CWU tweet contrasting union and Tory democracy

One great advantage for the new administration, of course, is the inadequate opposition provided by Starmer’s Labour Party. Starmer’s general strategy has long been to demonstrate to voters that he’s not Corbyn, and to the powers that be that he’s a safe pair of hands who can be trusted to run the British state. His failure to relate to the desperation millions feel has lost Labour 90,000 members – over a sixth of the membership – in the last year.

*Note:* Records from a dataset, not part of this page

PR #729, opened 2024-10-18
[16.0][FIX] account_statement_import_base: sanitized acc number

remytms:
The field acc_number in the database is not sanitized by default.

This leads to account_bank_statement_line with an empty partner_id because the check done in _statement_line_import_update_hook() uses the sanitized_acc_number instead of the acc_number.

For a right comparison the sanitized version of the acc_number should be put in the speeddict.

### DIFF
--- a/account_statement_import_base/models/account_journal.py
+++ b/account_statement_import_base/models/account_journal.py
@@ -24,7 +24,10 @@ class AccountJournal(models.Model):
             ["acc_number", "partner_id"],
         )
         for partner_bank in partner_banks:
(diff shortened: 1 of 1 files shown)


pedrobaeza (commented):
OK about the content. Please avoid the abbreviation in the module name for the commit message.

remytms:
Thanks @pedrobaeza Commit has been fixed.

pedrobaeza (approved):

victor-champonnois (approved):
Functional review OK

houssine78 (approved):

Even a centrist like Andy Burnham has spoken at an Enough is Enough rally and criticised Starmer’s ban on shadow cabinet members attending picket lines. When there was talk in August of Unite – Britain’s second-biggest union – disaffiliating from Labour, Starmer allies were quoted as responding that ‘our polling would probably skyrocket overnight’. We’re looking not just at right-wing politics, but remarkable incompetence.

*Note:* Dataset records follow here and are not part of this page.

Issue #726, opened 2024-10-08
account_statement_import_online_paypal Paypal Statement Import Failure. Error message: Failed to resolve transaction


maxgrassi:
Describe the bug:
Since 02/10/2024, the PayPal movements are no longer being imported into Odoo through the account_statement_import_online_paypal module. When attempting to manually pull transactions, the following error message appears:
Failed to resolve transaction "transaction number (date and time)". Please see enclosed screenshot.

This issue is not related to duplicated transactions, but seems to be related to communication permissions between Odoo and PayPal. No changes were made to the system prior to the issue, and we are using the latest version of the module.

To Reproduce
Affected versions: Odoo 16 Community Edition

Go to Accounting > Configuration > Journals > Paypal > Pull online bank statement 
Set from / to date
Attempt to import PayPal transactions manually
The error appears, and no transactions are imported
Expected behavior
The PayPal transactions should be imported into Odoo without any error.

Additional context
Odoo 16 Community Edition
Module version: 16.0.1.0.1
Issue started on 02/10/2024
It seems to be related to communication or permission issues between Odoo and PayPal.

![paypal-statement-import-failure](https://github.com/user-attachments/assets/34dd3290-4783-4c3e-8843-b738c1012cae)

Roodin:
It is related to method  **def _paypal_get_transaction. ** Now it seems not to be able to retrive the transaction with the same **start_date** and **end_date** in the url  (transaction_date). If you change that parmeters in 1 second it will work.

maxgrassi:
> It is related to method **def _paypal_get_transaction. ** Now it seems not to be able to retrive the transaction with the same **start_date** and **end_date** in the url (transaction_date). If you change that parmeters in 1 second it will work.

Hi Roodin,

Thank you for your response. I understand that the issue might be related to the method def _paypal_get_transaction, specifically with how it retrieves transactions when the start_date and end_date are the same in the URL (transaction_date).

However, I have already tried adjusting the start and end dates (including changing them by 1 second) in the manual retrieval dialog box, but the issue persists. Even with different date ranges or times, I am unable to retrieve PayPal transactions either automatically or manually.

Previously, the transactions were imported automatically without needing to manually pull them. Now, even when attempting the manual pull with adjusted parameters, it still fails to retrieve the transactions.

Could you clarify if there is another place in the code or configuration where I should modify the date parameters (perhaps directly in the method _paypal_get_transaction)? If so, could you provide guidance on how and where to make these changes?

[...]

PR #730, opened 2024-10-21
[16][FIX] account_statement_import_online_paypal : search transaction with a 1 second margin to ensure it is found

florian-dacosta:
Workaround for https://github.com/OCA/bank-statement-import/issues/726 as proposed by @Roodin 
I propose it here so it is usable for people having this issue, but it may not be the best way.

Thankfully, Truss faces much more significant opposition from strikes such as those on the rail and in the post, and from campaigns like Don’t Pay and Enough is Enough. The RMT and CWU strikes have been solid, and trade union leaders interviewed in the media have inspired millions. A quick glance at the Unite website shows that strikes have won double-digit pay rises in a growing list of local private sector workplaces. When it comes to national strikes, however, where the government holds the purse strings, victory will not be easy. Truss will be determined to face down the unions rather than be defeated in her first months in office. Workers will very likely need to push for escalation from the current pattern of one- and two-day strikes, and for greater coordination, to maximise pressure on the government.

Don’t Pay has won pledges so far from almost 160,000 people to cancel their direct debits on 1 October if fuel prices aren’t reduced. It’s a huge achievement – the grassroots campaign has got the idea of not paying on to the public agenda, making clear the Tories face a serious revolt and pressuring them to act.

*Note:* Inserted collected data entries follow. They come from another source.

PR #732, opened 2024-10-25
[17.0][MIG] account_statement_import_move_line: Migration to version 17.0

pilarvargas-tecnativa:
cc @Tecnativa TT51242

@pedrobaeza @victoralmau please review


account_statement_import_move_line/tests/test_account_bank_statement_import_move_line.py
```diff
@@ -2,59 +2,48 @@
...
-        super(TestAccountBankStatementImportMoveLine, cls).setUpClass()
-
-        cls.account_type = cls.env["account.account.type"].create(
-            {"name": "Test Account Type", "type": "other", "internal_group": "asset"}
-        )
-
-        cls.a_receivable = cls.env["account.account"].create(
+        super().setUpClass()
+        cls.env.user.groups_id = [(4, cls.env.ref("account.group_account_user").id)]
+        cls.a_income = cls.env["account.account"].create(
```
pedrobaeza: Don't create accounts and just convert the test to post_install. Then, you should create the invoice without a form, as it should work without issues. Check for example this method that creates invoices without using Form: https://github.com/OCA/commission/blob/d9e3e8e944e2fd2ec8eba6e0efea4ddb01e9eb5b/account_commission/models/commission_settlement.py#L129

account_statement_import_move_line/models/account_move_line.py
```diff
@@ -32,6 +32,13 @@ def _prepare_statement_line_vals(self, statement):
         return vals
 
     def create_statement_line_from_move_line(self, statement):
+        # Check if the statement has a journal assigned to it and set a
+        # default journal. This can be modified in the form lines
+        if not statement.journal_id:
+            bank_journal = self.env["account.journal"].search(
+                [("type", "=", "bank")], limit=1
+            )
+            statement.journal_id = bank_journal
```
victoralmau: I think this is not necessary because it will be defined automatically when a line is created; if you should specify in the `_prepare_statement_line_vals()` method the `journal_id` that corresponds.

victoralmau (changes requested):
Code and functional review OK

account_statement_import_move_line/models/account_move_line.py
pilarvargas-tecnativa: An statement assigns journals of type "bank" or "cash" to its lines when they are created. In version 15, statement lines did not have an associated journal and the journal of the statement was set. The wizard imports invoice lines that may have a journal other than ‘bank’ or ‘cash’ and when creating them, it must be done with the journal associated with the extract if it already contains previous lines that have established it or, as is done when creating them from the form, establish by default a journal of type ‘bank’ in this case, as they are created from that journal.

Enough is Enough, launched by the leaderships of several smaller unions, has staged inspiring rallies and quickly developed a huge mailing list. Fliers at the London event promised local branches, picket line solidarity and there were hints from the stage of civil disobedience. There is potential for an enormous level of activism here, as shown by the overflow meeting outside Manchester Cathedral which recalled the thousands who gathered several years ago in the same place to hear Corbyn speak. But one of the downsides of Corbynism was that it often involved waiting for Corbyn to deliver from above, rather than inspiring people to take action for themselves. Local branches, wider involvement and a stress on members’ activity can help turn the potential of Enough is Enough into a reality.

The next big actions look like the Enough is Enough regional and local events on 1 October, the day that energy bills are due to go up, the We All Want To Just Stop Oil protest the same day in London, which links cost of living strains to the climate emergency, and the People’s Assembly demonstration outside the Tory party conference in Birmingham the following day. But there will be many protests in the months to come. Prepare to get out on the streets and put Truss under pressure from today onwards.